Essa mesma circunstância, a propósito, levou o eminente Ministro Gilmar Mendes a negar seguimento, recentemente, à Argüição de Descumprimento de Preceito Fundamental 220, também proposta pela FOJEBRA, ora requerente, em decisão transitada em julgado em 22.11.2010.

4. Também compromete a legimitidade ativa ad causam da requerente, num outro prisma, seu manifesto déficit de representatividade, conforme bem destacou o Advogado-Geral da União em sua manifestação juntada aos autos. É que a entidade proponente representa, tão-somente, um segmento daqueles que formam a categoria profissional dos servidores públicos vinculados às carreiras que, justamente quando somadas, viabilizam o regular funcionamento da Justiça brasileira.

Como se sabe, a jurisprudência desta Suprema Corte é firme em não reconhecer a legitimidade, para o ajuizamento de ação direta de inconstitucionalidade, de entidade representativa de mera parcela de determinada categoria profissional ou econômica (ADI 2.353, rel. Min. Moreira Alves, DJ de 30.4.2004; ADI 1.431, rel. p/ o acórdão Min. Carlos Velloso, DJ de 12.9.2003; ADI 1.574-QO, rel. Min. Octavio Gallotti, DJ de 27.4.2001; entre outros).

Veja-se que a FOJEBRA, ao defender, exclusivamente, os interesses dos oficiais de justiça dos Estados-membros, sequer congrega a totalidade dos servidores públicos com idênticas atribuições presentes no Poder Judiciário brasileiro, visto que não representa todos aqueles vinculados à Justiça Federal, comum e especializada.

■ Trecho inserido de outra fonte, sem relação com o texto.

PR #1619, opened 2024-10-12
Fix #1617.

### LINKED ISSUE #1617: Changing the layer dropdown in a Clothing Material does not re-render the texture selection
Screenshot From 2024-10-07 15-34-21

If I change the layer dropdown from "Tint 1" to "Base" in the above image, I should see the Texture buttons update to reflect the assigned textures for the base layer. In Max 2022, that is not happening.

If I change the dropdown, click on to a different material and then back, it does render the selection correctly, so this is clearly a case of not re-rendering when the dropdown changes.

Hoikas:
Fixes #1617.

This invalidates the UI when the clothing material combo box selections are changed. By invalidating the UI, the texture pickers update appropriately. I also added some extra safety valves to reduce spurious updates that the debugger showed coming through.

### DIFF
--- a/Sources/MaxPlugin/MaxPlasmaMtls/Materials/plClothingMtlPBDec.h
+++ b/Sources/MaxPlugin/MaxPlasmaMtls/Materials/plClothingMtlPBDec.h
@@ -255,15 +255,27 @@ public:
         case WM_COMMAND:
             if (id == IDC_CLOTHING_TILESET)
             {
+                if (HIWORD(wParam) != CBN_SELCHANGE)
+                    return FALSE;
+
                 int setIdx = (int)SendMessage(GetDlgItem(hWnd, id), CB_GETCURSEL, 0, 0);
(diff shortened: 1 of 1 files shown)


dpogue (approved):
The code looks good to me, I can see about trying to build and test it in Max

5. Ante todo o exposto, verificada a manifesta ausência de legitimidade ativa ad causam da entidade ora requerente, não conheço da presente ação direta de inconstitucionalidade (RISTF, art. 21, § 1º).

Arquivem-se os autos.

Publique-se.

Brasília, 29 de junho de 2011.


Ministra Ellen Gracie
Relatora

CONCLUSÃO: Para ter legitimidade para propor ADIN é necessário representar todos os oficiais de Justiça brasileiros (estaduais e federais, da justiça comum e especializada). Além disso, deve ser uma organização sindical de terceiro grau (confederação), excluindo-se as federações, ainda que tenha abrangência nacional. Portanto, a FENOJUS não terá legitimidade para propor ADIN, ADC e ADPF. Fez certo a FOJEBRA em fundar uma Associação dos Oficiais de Justiça do Brasil, com a finalidade de propor as ações judiciais que necessitem de associação com abrangência nacional, pois basta a associação abranger todo o território nacional. Para formar uma confederação é necessário três federações filiadas. Já para formar uma federação é necessário, no mínimo, cinco sindicatos.